Airbnb faces EU crackdown for not paying its ‘fair share’ of taxes | Technology sector

EU finance ministers will discuss how to force home-sharing platforms such as Airbnb pay their fair share of taxes and in the right tax areas next month after France’s economy minister called the current situation “unacceptable”.

The European Commission announced on Thursday that a joint proposal for France and Germany will be discussed at a meeting in Tallinn, Estonia on September 16. Brussels will also advise on how best to manage the so-called sharing economy, in which Airbnb is a major player.

It was revealed this week that Airbnb paid less than €100,000 (£90,336) in French tax last year, despite the country being the room booking company’s second largest market after the US .

In response, French Economy Minister Bruno Le Maire informed the National Assembly that the EU’s Franco-German axis would propose pan-European repression. “These digital platforms make tens of millions of sales and the French Treasury gets a few tens of thousands,” the minister said, adding that the current configuration was “unacceptable”.

The Mayor further told Parliament that an ongoing consultation by the commission and the OECD to address the tax issue “takes too long, it’s too complicated”. Many digital platforms operating in the EU have a base in Ireland, including Airbnb, where they can exploit a low corporate tax regime. The Mayor said: “Everyone must pay a fair contribution.”

In Brussels, a commission spokeswoman, Vanessa Mock, told reporters the issue was sensitive because any reform required the agreement of all member states. “Taxation is complicated and it’s a matter of unanimity and that’s why we can’t necessarily rush into a new area like this without thinking about the best approach to taxing a digitized economy… It’s essential that we maintain a level playing field,” she said. said.

Mock added that developments in the area of ​​the sharing economy would be looked at “very closely” and that Brussels would bring its own ideas to the table.

Airbnb insists he doesn’t make ‘major long-term business decisions based on taxation’ and that he follows the rules and pays all the taxes he owes in the places where he does business . The San Francisco-headquartered platform says the huge amount of money generated by Airbnb stays with hosts and their communities.

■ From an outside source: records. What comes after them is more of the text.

Issue #860, opened 2024-09-18
schedule large connection jobs over the weekend


Ishankoradia:
For connections syncing large data, certain jobs that might break the machine can be pushed off to the weekend.
This will only be for select connection_ids which can be called `large`
- [ ] Schema change
- When user opens the schema changes modal, he will see all the changes along with a message `Accepting these changes, will schedule a schema job on {Date}`
- As soon as user accepts the schema change updates, we will schedule the schema change job (update catalog + reset + sync ) on the nearest Sunday. 
- The schema changes will still appear in the `Pending Action` tab along with the datetime of when it is scheduled. 
- If before the next scheduled time, there is a new schema change and the user wants to accept those changes. He can do it and we will update the flow_run params & make sure it again scheduled on the nearest Sunday. 
- Store the `scheduled_at` and `flow_run_id` in the backend.

- [ ] Connection Reset
- When the user presses on the `Reset` connection button on the ingest page. A modal appears that asks for confirmation.
- The confirmation modal will also have the message `On clicking confirm, this will schedule a reset connection job on {Date}`
- Store the `scheduled_at` and the `flow_run_id` for the upcoming reset  job somewhere in the backend

@fatchat

nairabhishek73:
Schema Change: https://jam.dev/c/3dbdf287-ea6d-4316-8128-9bac2c8d9bb0
1) After I approve I still see it under pending actions, I can open it and then approve it again. 
- Once I approve it should indicate to me that its approved and scheduled
- If there is another schema change top the same connection it should show up separately as a pending action, if approved it should let me know that the other approval is overridden by the latest one and ask for confirmation
2) Relatedly, but perhaps a separate issue, when I click on view I should see the connection name on the pop up box and then the details of the schema changes within that connection.

Tried connection reset, I don;t think that's done yet.

PR #861, opened 2024-09-18
Schedule large connections jobs

Ishankoradia:
Feature https://github.com/DalgoT4D/DDP_backend/issues/860


Ishankoradia:
Corresponding frontend #861

ddpui/management/commands/mark-connections-as-large-enough.py
```diff
@@ -0,0 +1,49 @@
...
+    help = """This script is to figure out if the connection is large 
+    enough to schedule related schema change & reset jobs for later"""
+
+    def add_arguments(self, parser: CommandParser) -> None:
+        parser.add_argument("--org", type=str, help="org slug, optional", required=True)
+        parser.add_argument(
+            "--connection_id",
+            type=str,
+            help="connection_id, optional; if not passed all connections of the org will be considered",
+            required=False,
```
fatchat, line 25: let's make this a required parameter? the only time we would run the script without specifying a connection ID would be to create default `ConnectionMeta` objects, but the logic which accesses `schedule_large_jobs` works / should work without a `ConnectionMeta`

ddpui/utils/helpers.py
```diff
@@ -182,3 +184,25 @@ def convert_sqlalchemy_rows_to_csv_string(rows: list[dict]):
 def convert_sqlalchemy_rows_to_json_string(rows: list[dict]):
     """converts a list of sqlalchemy rows to a csv string"""
     return json.dumps(convert_to_standard_types(rows), indent=4)
+
+
+def get_schedule_time_for_large_jobs(
+    time: time = time(10, 0), weekday: int = calendar.SUNDAY
+) -> datetime:
+    """By default scheduled time will be Sunday 10am UTC"""
+    now = datetime.now(pytz.utc)
```
fatchat, line 193: can `now` be a parameter, will make it easier to write a test function

ddpui/ddpairbyte/airbytehelpers.py
```diff
@@ -500,14 +513,96 @@ def get_one_connection(org: Org, connection_id: str):
...
+    is_connection_large_enough = (
+        True == connection_meta.schedule_large_jobs if connection_meta else False
+    )
+
+    schedule_at = None
+    job: ConnectionJob = None
+    if is_connection_large_enough:
+        schedule_at = get_schedule_time_for_large_jobs()
+        # if there is a flow run scheduled , delete it
+        job = ConnectionJob.objects.filter(
```
fatchat, line 572: 1. the lines `job = ... if job: ...` can be pulled out of `if is_connection_large_enough`

thinking of a case where we update `is-large-enough` in the meta when there is already a job scheduled

3. after `delete_flow_run` can we update `job.flow_run_id = None` and save

thinking of a case when scheduling the next one fails after deletion succeeds

ddpui/ddpairbyte/airbytehelpers.py
```diff
@@ -1042,12 +1137,62 @@ def get_schema_changes(org: Org):
...
+                            "flow_run_id": change.schedule_job.flow_run_id,
+                            "job_type": change.schedule_job.job_type,
+                            "status": None,
+                            "state_name": None,
+                        }
+                        if change.schedule_job
+                        else None
+                    ),
+                    "is_connection_large": change.connection_id in large_connections,
+                    "next_job_at": get_schedule_time_for_large_jobs(),
```
fatchat, line 1172: can we put `if change.schedule_job else None` here as well? just so that in future we don't get confused when looking directly at the database

ddpui/ddpairbyte/airbytehelpers.py
```diff
@@ -1079,14 +1224,39 @@ def schedule_update_connection_schema(
...
+        )
+    else:
+        schedule_at = get_schedule_time_for_large_jobs()
+        # if there is a flow run scheduled , delete it
+        job = ConnectionJob.objects.filter(
+            connection_id=connection_id, job_type=UPDATE_SCHEMA
+        ).first()
+        if job:
+            try:
+                prefect_service.delete_flow_run(job.flow_run_id)
```
fatchat, line 1250: set `job.flow_run_id = None` and save, just in case there's a failure before the update below

ddpui/ddpairbyte/airbytehelpers.py
Ishankoradia: When do you do the schema update for the first for a large connection.
`change.schedule_job` will be `None` but frontend still needs to show in advance at what time this will be scheduled if they accept schema changes

ddpui/ddpairbyte/airbytehelpers.py
Ishankoradia: 1. we dont want to delete a job if the connections is not large enough. So how would taking it out help ? Correct if i misunderstood your comment

3. done

ddpui/ddpairbyte/airbytehelpers.py
fatchat: ah all right then

ddpui/ddpairbyte/airbytehelpers.py
```diff
@@ -499,14 +513,100 @@ def get_one_connection(org: Org, connection_id: str):
...
+    # if the connection is large enough, we will schedule a new flow run
+    # if the connection is not larged enough, we run it now
+    # either way we need to delete this job
+    job = ConnectionJob.objects.filter(
+        connection_id=connection_id, job_type=TASK_AIRBYTERESET
+    ).first()
+    if job:
+        try:
+            prefect_service.delete_flow_run(job.flow_run_id)
+            job.delete()
```
fatchat, line 581: we should set `job = None` after this no
otherwise below code will break

ddpui/ddpairbyte/airbytehelpers.py
```diff
@@ -1082,14 +1232,42 @@ def schedule_update_connection_schema(
...
+
+    # if there is a flow run scheduled , delete it
+    # if the connection is large enough, we will schedule a new flow run
+    # if the connection is not larged enough, we run it now
+    # either way we need to delete this job
+    job = ConnectionJob.objects.filter(connection_id=connection_id, job_type=UPDATE_SCHEMA).first()
+    if job:
+        try:
+            prefect_service.delete_flow_run(job.flow_run_id)
+            job.delete()
```
fatchat, line 1261: `job = None`

ddpui/utils/helpers.py
```diff
@@ -182,3 +184,28 @@ def convert_sqlalchemy_rows_to_csv_string(rows: list[dict]):
...
+        extra_delta = timedelta(hours=1)
+        time_of_day = None  # since it will time at now + extra delta
+
+    # Calculate the next weekday datetime
+    next_slot = now + timedelta(days=days_until_sunday) + extra_delta
+
+    # set the time
+    if time_of_day:
+        next_slot = datetime.combine(next_slot, time_of_day, tzinfo=pytz.utc)
+
```
fatchat, line 210: also... we should make sure `next_slot` is not in the past, and if it is we should push it by another week

Ishankoradia:
- Make sure the nightly job for schema change deletes the schema change as well as the prefect flow run

ddpui/utils/helpers.py
```diff
@@ -182,3 +184,28 @@ def convert_sqlalchemy_rows_to_csv_string(rows: list[dict]):
...
+    if days_until_sunday == 0:
+        extra_delta = timedelta(hours=1)
+        time_of_day = None  # since it will time at now + extra delta
+
+    # Calculate the next weekday datetime
+    next_slot = now + timedelta(days=days_until_sunday) + extra_delta
+
+    # set the time
+    if time_of_day:
+        next_slot = datetime.combine(next_slot, time_of_day, tzinfo=pytz.utc)
```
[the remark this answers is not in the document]
Ishankoradia: Thats the idea. We only use extra delta when its a sunday for which `time_of_day` passed might be inaccurate.

ddpui/utils/helpers.py
Ishankoradia: its not possible that next_slot is in past.

fatchat (approved):

PR #876, opened 2024-10-10
Feature/data insights out of ui4t

Ishankoradia:
Corresponding Webapp - https://github.com/DalgoT4D/webapp/pull/1181


ddpui/core/warehousefunctions.py
```diff
@@ -0,0 +1,76 @@
...
+
+    return convert_to_standard_types(data)
+
+
+def fetch_warehouse_tables(request, org_warehouse, cache_key=None):
+    """
+    Fetch all the tables from the warehouse
+    Cache the results
+    """
+    res = []
```
fatchat, line 57: just in case this takes a while, could we implement a lock here? i'm imagining users clicking the "sync sources" button repeatedly

maybe set some "in progress" flag and if the flag is set then return None

fatchat: or you can do it in the endpoint handler

Ishankoradia: This will only take a while the first time.

Ishankoradia:
All tests have passed, coverage is 1% low.

fatchat (approved):

PR #878, opened 2024-10-21
Backend docker changes

Ishankoradia:


Docker/Dockerfile.main
```diff
@@ -2,37 +2,40 @@
...
+RUN mkdir -p ${DATA_DIR}
+
 COPY requirements.txt /requirements.txt
 
 # install uv. This makes installation of packages faster compared to pip
 ADD https://astral.sh/uv/install.sh /install.sh
 
 #Install system dependencies. git is needed because there are some packages that are not available in PyPI
-RUN apt-get update && apt-get -y install libpq-dev gcc wget curl git \
+RUN apt-get update && apt-get -y install libpq-dev gcc wget curl git curl \
```
fatchat, line 23: `curl` appears twice

Docker/docker-compose.yml
```diff
@@ -9,77 +9,47 @@ services:
...
-      - DEMO_AIRBYTE_SOURCE_TYPES=${DEMO_AIRBYTE_SOURCE_TYPES}
-      - DEMO_SENDGRID_SIGNUP_TEMPLATE=${DEMO_SENDGRID_SIGNUP_TEMPLATE}
-      - DEMO_SUPERSET_USERNAME=${DEMO_SUPERSET_USERNAME}
-      - DEMO_SUPERSET_PASSWORD=${DEMO_SUPERSET_PASSWORD}
+    env_file:
+      - .env.docker
+    volumes:
+      - ${CLIENTS_DBT_MOUNT}:/data/clients_dbt
+      - ${DEV_SECRETS_MOUNT}:/data/secrets
+      - ${LOGS_MOUNT}:/usr/src/backend/ddpui/logs
```
fatchat, line 22: `/usr/src/backend/ddpui` ... what is this

Docker/docker-compose.yml
```diff
@@ -9,77 +9,47 @@ services:
...
+    command: worker
+    depends_on:
+      - backend
+      - redis_server
+    env_file:
+      - .env.docker
+    volumes:
+      - ${CLIENTS_DBT_MOUNT}:/data/clients_dbt
+      - ${DEV_SECRETS_MOUNT}:/data/secrets
+      - ${LOGS_MOUNT}:/usr/src/backend/ddpui/logs
```
fatchat, line 49: same q

Docker/Dockerfile.main
```diff
@@ -2,37 +2,40 @@
...
     && rm -rf /var/lib/apt/lists/* \
-    && apt-get clean 
-
-
+    && apt-get clean
 
-RUN mkdir -p ${HOME_DIR}/secrets \
-    && mkdir -p ${HOME_DIR}/dbt/dbt \
-    && mkdir -p ${HOME_DIR}/ddpui/logs 
+RUN mkdir -p ${DATA_DIR}/secrets \
```
fatchat, line 31: you need to create the `dbt` folder because you're going to `pip install` things in the next step, but you don't need to create `secrets` or `clients_dbt`. Docker will create them during the volume-mapping stage of the docker-compose

chat gpt said:
```
In Docker Compose, when you define a volume mapping like - host_path:/path/in/container, the container path (/path/in/container) does not need to exist in the image. Docker will create the entire directory structure in the container if it doesn't already exist, based on the structure specified in the volume mapping.
```

Docker/Dockerfile.main
Ishankoradia: you are right , thanks for pointing it out.

Docker/docker-compose.yml
Ishankoradia: its the `HOME_DIR`, defined at the top. 
I am not fussy about it, it can also be `/` or `/app` or anything. Its where we copy our code to.

Docker/Dockerfile.main
Ishankoradia: Agreed. I tested it out, it does create the directories.

fatchat (approved):

PR #880, opened 2024-10-30
making orgdbt's project_dir and dbt_venv relative

Ishankoradia:
@fatchat as we discussed, making paths in our db relative so that we have more flexibility and it will be easier to adopt the docker deployment


Ishankoradia:
All test cases have passed, codecov is under limit

fatchat (approved):

PR #884, opened 2024-11-08
update the prefect secret block when the github PAT is updated

fatchat:
Depends on https://github.com/DalgoT4D/prefect-proxy/pull/162

### DIFF
--- a/ddpui/api/dbt_api.py
+++ b/ddpui/api/dbt_api.py
@@ -15,7 +15,7 @@ from ddpui.celeryworkers.tasks import (
 from ddpui.models.tasks import TaskProgressHashPrefix
 from ddpui.utils.taskprogress import TaskProgress
 from ddpui.ddpdbt import dbt_service
-from ddpui.ddpprefect import DBTCLIPROFILE, prefect_service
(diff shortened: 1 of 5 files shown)


ddpui/api/dbt_api.py
```diff
@@ -70,6 +70,19 @@ def put_dbt_github(request, payload: OrgDbtGitHub):
     org.dbt.gitrepo_access_token_secret = payload.gitrepoAccessToken
     org.dbt.save()
 
+    if payload.gitrepoAccessToken is not None and payload.gitrepoAccessToken != "":
+        gitrepo_url = payload.gitrepoUrl.replace(
```
Ishankoradia, line 74: we need to create the secret block if the token is passed and the block does not exist

fatchat: good catch, i have changed the edit into an upsert please see

Ishankoradia: we also create the secret block in our db in `OrgPrefectBlockv1`. We should do a upsert in that django table also

fatchat: ok done

Ishankoradia (approved):

PR #887, opened 2024-11-12
Settings panel

himanshudube97:
I have a question regarding migration files. Should every small change in migrations be pushed to the main branch, or is there a better approach? I checked that Django provides a way to squash migrations. Do we use that?


fatchat:
we don't squash migrations, no. i'm not opposed to it, just we haven't so far

ddpui/utils/constants.py
Ishankoradia, line 1: we should not hard code the server & host for prefect and airbyte.

can we use from the `.env`

ddpui/api/org_preferences_api.py
```diff
@@ -0,0 +1,306 @@
...
+        return {"success": False, "error": "Organization not found"}
+
+    versions = []
+
+    # Airbyte Version
+    try:
+        airbyte_url = AIRBYTE_URL_TO_GET_VERSION
+        airbyte_response = requests.get(airbyte_url)
+        if airbyte_response.status_code == 200:
+            airbyte_data = airbyte_response.json()
```
Ishankoradia, line 258: we use airbyte_service to talk/call any apis of airbyte. lets move this as a helper there

ddpui/api/org_preferences_api.py
```diff
@@ -0,0 +1,306 @@
...
+@orgpreference_router.get("/toolinfo", auth=auth.CustomAuthMiddleware())
+def get_tools_versions(request):
+    orguser: OrgUser = request.orguser
+    org = orguser.org
+
+    try:
+        # Validate org_id
+        org_superset = OrgSupersets.objects.get(org=org)
+    except OrgSupersets.DoesNotExist:
+        return {"success": False, "error": "Organization not found"}
```
Ishankoradia, line 249: we should be raising http error with that message "Organization not found". You can look at some other api code files.

ddpui/api/org_preferences_api.py
```diff
@@ -0,0 +1,306 @@
...
+    """Gets preferences for an organization by org_id"""
+    orguser: OrgUser = request.orguser
+    org = orguser.org
+
+    try:
+        org_superset = OrgSupersets.objects.select_related(
+            "org",
+        ).get(org=org)
+
+    except OrgSupersets.DoesNotExist:
```
Ishankoradia, line 204: why are we doing select_related here ? we already have the org object at line 197

i think we can go away with the try except since we have a global try except in routers file that will catch all generic errors.

fatchat (approved):

PR #893, opened 2024-11-19
Replace reset with clear

Ishankoradia:
- Creating a new connection will now create a sync dataflow and a clear dataflow
- Added a script to add clear dataflow for current connections of current clients
- Update the sync history api to fetch jobs of both types `sync` & `reset_connection`

Once this is released, i will submit another PR to clear up objects in django and deployments related to reset deployment


ddpui/ddpairbyte/airbytehelpers.py
```diff
@@ -775,7 +795,9 @@ def get_sync_job_history_for_connection(
         return None, "connection not found"
 
     res = {"history": [], "totalSyncs": 0}
-    result = airbyte_service.get_jobs_for_connection(connection_id, limit, offset)
+    result = airbyte_service.get_jobs_for_connection(
+        connection_id, limit, offset, job_types=["sync", "reset_connection"]
```
fatchat, line 799: why don't we ask for `clear` over here?

fatchat:
> Once this is released, i will submit another PR to clear up objects in django and deployments related to reset deployment

maybe we should keep the reset task in the seed file

ddpui/ddpairbyte/airbytehelpers.py
Ishankoradia: Ahh yes

The clear jobs it seems come under `reset_connection`. Although the api documentation says `clear` is a configType but it throws an unknown error when i use it. 

However the above configuration, gives the correct results. But i have no way making out whether its a clear or reset. I dont know how airbyte shows it in its job history. (even airbyte queries on their UI with those configTypes)

fatchat (approved):

PR #895, opened 2024-11-19
Create Org plan, when an org is created.

himanshudube97:
1. Create or plan , when org is created.


ddpui/api/user_org_api.py
```diff
@@ -572,6 +574,11 @@ def post_organization_v1(request, payload: OrgSchema):
     # create a new orguser if the org is already there
     orguserfunctions.ensure_orguser_for_org(orguser, org)
 
+    # create a new orgplan
+    org_plan, error = orgfunctions.create_orgPlan(payload, org)
```
fatchat, line 578: don't mix snake_case with camelCase.. call it `create_org_plan`

ddpui/celeryworkers/tasks.py
```diff
@@ -963,15 +963,16 @@ def summarize_warehouse_results(
...
     roles_to_notify = [ACCOUNT_MANAGER_ROLE]
     days_before_expiry = 7
 
     for org in Org.objects.all():
         org_plan = OrgPlans.objects.filter(org=org).first()
         if not org_plan:
             continue
-
+        if org_plan and not org_plan.end_date:
+            continue
```
fatchat, line 975: add one more condition so that we only send emails to free trial accounts

himanshudube97: Added the condition.

ddpui/api/user_org_api.py
himanshudube97: Done

fatchat (approved):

A spokesperson said: “We follow the rules and pay all the taxes we owe in the places where we do business. Our office in France provides marketing services and pays all applicable taxes, including VAT. The Airbnb model is unique and boosted the French economy by 6.5 billion euros last year alone. It empowers ordinary people, energizes local communities and pays local tax. It also makes Airbnb fundamentally different from companies that take large sums of money from where they do business.

However, the company has endured a difficult summer amid growing antipathy towards its business model in popular tourist destinations across Europe, particularly Spainfor having caused an influx of holidaymakers in certain places and made the traditional hotel business more difficult.

The Paris city council has already voted to make it compulsory from December 1 to obtain a registration number from the town hall before publishing a short-term rental ad on its website.

The ruling potentially makes it harder for landlords using Airbnb to exceed the legal rental limit of 120 days per year for a primary residence, and easier for authorities to collect local taxes.

In Barcelonawhere tensions have been mounting for years over the influx of visitors, the impact of sites like Airbnb on the local housing market led to anti-tourist protests. in Majorca and San Sebastianan anti-tourism march is scheduled for August 17 to coincide with Big Weekgreat basque culture festival.

In Ibiza, the authorities cap the number of beds for tourists. Landlords will also be prohibited from renting out their listing, or the rooms in it, through websites such as Airbnb and Far from home unless they get a license. Owners risk fines of up to €400,000 if they break the law. Websites face the same fine for letting people advertise without a valid license number.